■ PROBLEM TO WORK ON:
Go through the records and copy each line where the word "color" occurs.

■ GIVEN ENTRIES:
◇ ◇ ◇ ◇ ◇ ◇ ◇
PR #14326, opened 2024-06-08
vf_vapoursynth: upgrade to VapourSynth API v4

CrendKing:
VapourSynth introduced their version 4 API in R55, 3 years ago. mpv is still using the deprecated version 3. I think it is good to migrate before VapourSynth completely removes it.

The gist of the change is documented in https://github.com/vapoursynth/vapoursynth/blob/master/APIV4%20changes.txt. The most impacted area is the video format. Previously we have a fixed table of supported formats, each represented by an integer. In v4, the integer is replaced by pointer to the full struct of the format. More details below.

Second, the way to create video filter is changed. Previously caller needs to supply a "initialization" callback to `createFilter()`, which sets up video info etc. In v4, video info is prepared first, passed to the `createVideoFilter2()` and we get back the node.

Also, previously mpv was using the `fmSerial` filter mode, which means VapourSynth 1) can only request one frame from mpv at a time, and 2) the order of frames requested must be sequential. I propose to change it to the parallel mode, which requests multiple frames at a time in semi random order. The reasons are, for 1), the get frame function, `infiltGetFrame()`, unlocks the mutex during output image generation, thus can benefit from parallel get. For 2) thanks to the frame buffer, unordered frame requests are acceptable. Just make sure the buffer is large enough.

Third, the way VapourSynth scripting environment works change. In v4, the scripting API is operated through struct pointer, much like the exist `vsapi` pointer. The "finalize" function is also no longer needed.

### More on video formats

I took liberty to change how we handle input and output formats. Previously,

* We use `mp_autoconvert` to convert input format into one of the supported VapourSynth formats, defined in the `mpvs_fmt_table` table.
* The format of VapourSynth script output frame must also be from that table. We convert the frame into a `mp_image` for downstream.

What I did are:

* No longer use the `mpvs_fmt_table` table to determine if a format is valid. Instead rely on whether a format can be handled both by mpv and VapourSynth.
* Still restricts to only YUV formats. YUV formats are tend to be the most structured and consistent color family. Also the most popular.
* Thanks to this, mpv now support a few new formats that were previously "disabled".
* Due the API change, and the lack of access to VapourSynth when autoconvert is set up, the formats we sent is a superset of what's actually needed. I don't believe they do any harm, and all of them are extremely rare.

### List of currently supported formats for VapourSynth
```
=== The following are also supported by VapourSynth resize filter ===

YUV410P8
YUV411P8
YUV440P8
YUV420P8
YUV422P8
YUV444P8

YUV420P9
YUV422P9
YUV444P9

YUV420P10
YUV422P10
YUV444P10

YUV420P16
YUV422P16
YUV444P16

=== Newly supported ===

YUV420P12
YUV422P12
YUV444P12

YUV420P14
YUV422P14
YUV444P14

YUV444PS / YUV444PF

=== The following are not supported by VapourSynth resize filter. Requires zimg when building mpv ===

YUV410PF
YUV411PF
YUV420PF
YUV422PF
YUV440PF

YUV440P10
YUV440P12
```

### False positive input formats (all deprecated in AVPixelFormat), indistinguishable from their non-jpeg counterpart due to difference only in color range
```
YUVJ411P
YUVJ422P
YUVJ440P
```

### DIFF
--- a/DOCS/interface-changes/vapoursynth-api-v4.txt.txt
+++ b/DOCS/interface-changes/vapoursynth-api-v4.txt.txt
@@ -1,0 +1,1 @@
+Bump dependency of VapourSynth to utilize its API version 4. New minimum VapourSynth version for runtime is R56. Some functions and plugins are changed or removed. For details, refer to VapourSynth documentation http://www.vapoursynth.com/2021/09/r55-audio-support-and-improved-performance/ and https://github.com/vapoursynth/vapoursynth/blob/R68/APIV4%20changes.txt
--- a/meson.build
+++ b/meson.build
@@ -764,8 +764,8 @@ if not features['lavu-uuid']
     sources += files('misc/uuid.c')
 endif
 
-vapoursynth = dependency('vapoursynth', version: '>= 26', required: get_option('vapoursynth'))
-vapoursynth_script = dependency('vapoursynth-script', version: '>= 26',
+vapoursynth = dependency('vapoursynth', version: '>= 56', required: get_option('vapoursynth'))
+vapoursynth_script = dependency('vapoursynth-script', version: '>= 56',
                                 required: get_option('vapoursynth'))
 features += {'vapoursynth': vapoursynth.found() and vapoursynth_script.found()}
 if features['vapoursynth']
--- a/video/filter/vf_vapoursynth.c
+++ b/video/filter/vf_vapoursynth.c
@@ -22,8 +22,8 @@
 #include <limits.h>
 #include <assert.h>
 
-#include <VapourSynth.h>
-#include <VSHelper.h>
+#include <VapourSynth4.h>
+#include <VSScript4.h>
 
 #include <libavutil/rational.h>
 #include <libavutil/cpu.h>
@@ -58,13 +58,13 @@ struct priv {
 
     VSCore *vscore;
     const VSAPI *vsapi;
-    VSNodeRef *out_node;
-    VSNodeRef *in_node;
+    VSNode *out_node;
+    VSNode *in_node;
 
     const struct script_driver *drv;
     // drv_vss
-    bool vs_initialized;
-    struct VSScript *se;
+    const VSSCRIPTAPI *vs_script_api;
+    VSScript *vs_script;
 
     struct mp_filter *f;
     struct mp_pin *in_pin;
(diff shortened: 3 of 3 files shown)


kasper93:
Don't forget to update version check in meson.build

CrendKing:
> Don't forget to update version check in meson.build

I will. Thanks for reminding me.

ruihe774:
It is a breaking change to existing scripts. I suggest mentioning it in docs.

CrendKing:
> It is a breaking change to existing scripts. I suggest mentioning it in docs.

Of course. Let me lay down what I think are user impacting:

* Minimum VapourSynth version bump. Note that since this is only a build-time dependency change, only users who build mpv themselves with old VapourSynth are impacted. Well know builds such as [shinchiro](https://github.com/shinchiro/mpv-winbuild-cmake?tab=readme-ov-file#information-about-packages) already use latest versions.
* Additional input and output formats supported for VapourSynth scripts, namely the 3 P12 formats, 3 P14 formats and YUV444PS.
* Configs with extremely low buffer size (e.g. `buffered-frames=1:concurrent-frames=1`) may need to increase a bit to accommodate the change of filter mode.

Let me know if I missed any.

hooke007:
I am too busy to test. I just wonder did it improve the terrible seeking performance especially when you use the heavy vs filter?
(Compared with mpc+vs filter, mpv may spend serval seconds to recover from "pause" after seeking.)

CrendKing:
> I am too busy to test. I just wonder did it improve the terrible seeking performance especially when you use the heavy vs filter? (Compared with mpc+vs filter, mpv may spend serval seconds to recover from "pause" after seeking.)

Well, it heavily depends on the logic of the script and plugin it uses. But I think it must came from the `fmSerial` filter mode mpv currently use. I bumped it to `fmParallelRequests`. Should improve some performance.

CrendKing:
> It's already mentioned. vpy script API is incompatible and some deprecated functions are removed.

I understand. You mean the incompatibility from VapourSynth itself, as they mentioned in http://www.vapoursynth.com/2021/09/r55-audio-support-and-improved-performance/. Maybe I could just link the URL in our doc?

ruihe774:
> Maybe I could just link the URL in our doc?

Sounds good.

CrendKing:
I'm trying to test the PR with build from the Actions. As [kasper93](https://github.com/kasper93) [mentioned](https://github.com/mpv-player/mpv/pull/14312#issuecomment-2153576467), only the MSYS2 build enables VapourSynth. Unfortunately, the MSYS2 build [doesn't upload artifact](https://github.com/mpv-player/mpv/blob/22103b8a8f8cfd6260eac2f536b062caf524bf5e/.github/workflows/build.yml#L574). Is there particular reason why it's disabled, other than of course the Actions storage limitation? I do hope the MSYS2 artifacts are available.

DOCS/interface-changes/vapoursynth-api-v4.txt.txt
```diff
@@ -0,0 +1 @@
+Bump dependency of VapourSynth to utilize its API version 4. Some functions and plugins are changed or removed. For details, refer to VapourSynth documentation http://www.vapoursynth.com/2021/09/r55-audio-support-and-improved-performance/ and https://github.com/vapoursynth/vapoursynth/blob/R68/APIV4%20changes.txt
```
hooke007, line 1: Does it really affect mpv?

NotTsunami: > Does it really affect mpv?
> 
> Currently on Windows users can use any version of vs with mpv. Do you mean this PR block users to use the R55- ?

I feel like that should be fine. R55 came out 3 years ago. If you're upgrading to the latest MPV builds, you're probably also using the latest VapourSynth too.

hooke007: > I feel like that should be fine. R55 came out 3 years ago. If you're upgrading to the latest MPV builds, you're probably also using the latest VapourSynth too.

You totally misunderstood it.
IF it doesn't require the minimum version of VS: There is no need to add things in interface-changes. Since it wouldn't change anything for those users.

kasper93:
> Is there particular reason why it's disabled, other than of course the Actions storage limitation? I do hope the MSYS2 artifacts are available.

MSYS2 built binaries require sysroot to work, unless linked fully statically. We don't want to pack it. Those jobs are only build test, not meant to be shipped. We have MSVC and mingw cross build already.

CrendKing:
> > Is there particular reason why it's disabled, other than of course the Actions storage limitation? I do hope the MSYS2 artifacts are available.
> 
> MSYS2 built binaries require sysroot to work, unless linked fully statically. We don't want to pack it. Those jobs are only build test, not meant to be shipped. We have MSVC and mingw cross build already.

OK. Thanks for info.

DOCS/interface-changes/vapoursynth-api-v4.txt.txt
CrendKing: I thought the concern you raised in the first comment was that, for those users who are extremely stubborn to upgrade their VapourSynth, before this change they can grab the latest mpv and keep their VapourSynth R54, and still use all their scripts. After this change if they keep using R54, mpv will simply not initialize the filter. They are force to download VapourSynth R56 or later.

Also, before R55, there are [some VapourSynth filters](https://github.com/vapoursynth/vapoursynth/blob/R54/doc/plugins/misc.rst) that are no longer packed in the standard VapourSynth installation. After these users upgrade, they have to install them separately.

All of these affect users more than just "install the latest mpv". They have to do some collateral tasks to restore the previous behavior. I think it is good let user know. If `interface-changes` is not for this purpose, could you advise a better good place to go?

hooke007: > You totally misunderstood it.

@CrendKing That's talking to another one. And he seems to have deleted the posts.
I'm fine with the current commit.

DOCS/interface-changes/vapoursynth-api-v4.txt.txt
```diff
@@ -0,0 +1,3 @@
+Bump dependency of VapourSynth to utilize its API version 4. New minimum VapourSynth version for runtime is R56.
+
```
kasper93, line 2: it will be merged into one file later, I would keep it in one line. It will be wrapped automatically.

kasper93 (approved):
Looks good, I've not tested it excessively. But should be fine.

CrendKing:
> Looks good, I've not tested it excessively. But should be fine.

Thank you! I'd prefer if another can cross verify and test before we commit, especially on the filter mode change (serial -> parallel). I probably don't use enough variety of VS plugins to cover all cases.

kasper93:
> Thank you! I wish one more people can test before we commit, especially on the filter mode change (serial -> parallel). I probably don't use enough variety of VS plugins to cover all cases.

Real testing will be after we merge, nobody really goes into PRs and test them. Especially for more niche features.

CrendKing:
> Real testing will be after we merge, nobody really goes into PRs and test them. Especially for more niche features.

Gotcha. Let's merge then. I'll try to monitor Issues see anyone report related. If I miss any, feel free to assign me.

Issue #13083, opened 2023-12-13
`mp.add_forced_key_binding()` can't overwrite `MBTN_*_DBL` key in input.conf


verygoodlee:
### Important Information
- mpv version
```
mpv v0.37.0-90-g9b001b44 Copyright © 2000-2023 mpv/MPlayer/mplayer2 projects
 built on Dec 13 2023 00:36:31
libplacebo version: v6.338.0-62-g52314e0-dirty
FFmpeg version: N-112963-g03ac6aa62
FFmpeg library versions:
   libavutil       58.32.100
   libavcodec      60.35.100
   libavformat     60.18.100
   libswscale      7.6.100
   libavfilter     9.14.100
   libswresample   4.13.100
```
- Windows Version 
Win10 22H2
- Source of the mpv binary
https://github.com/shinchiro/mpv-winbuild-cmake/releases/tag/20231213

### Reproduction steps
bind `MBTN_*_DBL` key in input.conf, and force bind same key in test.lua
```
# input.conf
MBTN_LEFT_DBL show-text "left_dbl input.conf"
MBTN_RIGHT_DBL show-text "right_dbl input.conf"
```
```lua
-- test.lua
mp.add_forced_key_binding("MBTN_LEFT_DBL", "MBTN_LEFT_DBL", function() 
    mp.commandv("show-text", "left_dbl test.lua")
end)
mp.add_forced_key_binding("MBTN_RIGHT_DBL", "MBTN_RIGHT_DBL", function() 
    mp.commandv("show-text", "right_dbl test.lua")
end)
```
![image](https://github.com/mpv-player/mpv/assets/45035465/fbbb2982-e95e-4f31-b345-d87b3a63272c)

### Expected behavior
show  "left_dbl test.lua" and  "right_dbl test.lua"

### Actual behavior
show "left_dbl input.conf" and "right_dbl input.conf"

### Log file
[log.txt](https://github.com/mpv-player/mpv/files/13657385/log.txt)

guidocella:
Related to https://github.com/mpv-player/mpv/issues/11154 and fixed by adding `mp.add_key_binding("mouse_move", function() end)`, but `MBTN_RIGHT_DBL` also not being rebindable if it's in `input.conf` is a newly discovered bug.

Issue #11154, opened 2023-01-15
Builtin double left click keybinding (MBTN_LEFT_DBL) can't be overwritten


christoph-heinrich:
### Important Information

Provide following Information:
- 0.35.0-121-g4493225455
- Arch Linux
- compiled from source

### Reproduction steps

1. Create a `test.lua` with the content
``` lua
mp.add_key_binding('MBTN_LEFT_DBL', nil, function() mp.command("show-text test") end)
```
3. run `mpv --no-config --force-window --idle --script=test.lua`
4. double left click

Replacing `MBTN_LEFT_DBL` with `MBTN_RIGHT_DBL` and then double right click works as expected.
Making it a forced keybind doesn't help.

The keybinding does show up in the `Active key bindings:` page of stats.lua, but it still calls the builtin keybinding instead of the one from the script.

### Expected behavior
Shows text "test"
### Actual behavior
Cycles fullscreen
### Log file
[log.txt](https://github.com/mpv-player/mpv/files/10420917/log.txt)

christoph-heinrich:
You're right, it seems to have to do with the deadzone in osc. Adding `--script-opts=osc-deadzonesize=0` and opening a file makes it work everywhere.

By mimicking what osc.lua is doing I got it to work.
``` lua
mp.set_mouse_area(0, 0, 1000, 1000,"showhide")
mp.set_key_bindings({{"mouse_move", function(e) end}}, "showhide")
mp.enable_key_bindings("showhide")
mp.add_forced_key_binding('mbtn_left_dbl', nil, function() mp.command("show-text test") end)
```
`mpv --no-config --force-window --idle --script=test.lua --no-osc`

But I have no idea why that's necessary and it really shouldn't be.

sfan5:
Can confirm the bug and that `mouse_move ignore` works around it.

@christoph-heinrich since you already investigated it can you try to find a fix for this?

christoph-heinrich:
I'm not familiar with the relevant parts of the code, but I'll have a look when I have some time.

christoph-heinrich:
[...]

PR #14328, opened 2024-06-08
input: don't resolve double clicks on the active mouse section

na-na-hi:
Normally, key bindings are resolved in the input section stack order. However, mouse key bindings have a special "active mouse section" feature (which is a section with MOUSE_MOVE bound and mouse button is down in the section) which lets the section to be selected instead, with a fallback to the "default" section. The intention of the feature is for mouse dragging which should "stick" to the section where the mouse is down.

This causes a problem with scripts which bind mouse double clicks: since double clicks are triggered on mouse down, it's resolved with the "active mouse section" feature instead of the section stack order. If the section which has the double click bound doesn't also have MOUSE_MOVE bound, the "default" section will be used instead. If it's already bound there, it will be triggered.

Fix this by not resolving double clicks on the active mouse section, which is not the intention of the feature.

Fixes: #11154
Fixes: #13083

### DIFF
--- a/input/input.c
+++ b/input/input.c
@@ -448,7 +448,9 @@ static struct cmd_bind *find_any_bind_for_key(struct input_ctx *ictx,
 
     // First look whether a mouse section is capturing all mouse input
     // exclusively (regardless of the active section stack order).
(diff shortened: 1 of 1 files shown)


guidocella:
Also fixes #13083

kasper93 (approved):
◇ ◇ ◇ ◇ ◇ ◇ ◇
■ TASK ANSWER:
* Still restricts to only YUV formats. YUV formats are tend to be the most structured and consistent color family. Also the most popular.
### False positive input formats (all deprecated in AVPixelFormat), indistinguishable from their non-jpeg counterpart due to difference only in color range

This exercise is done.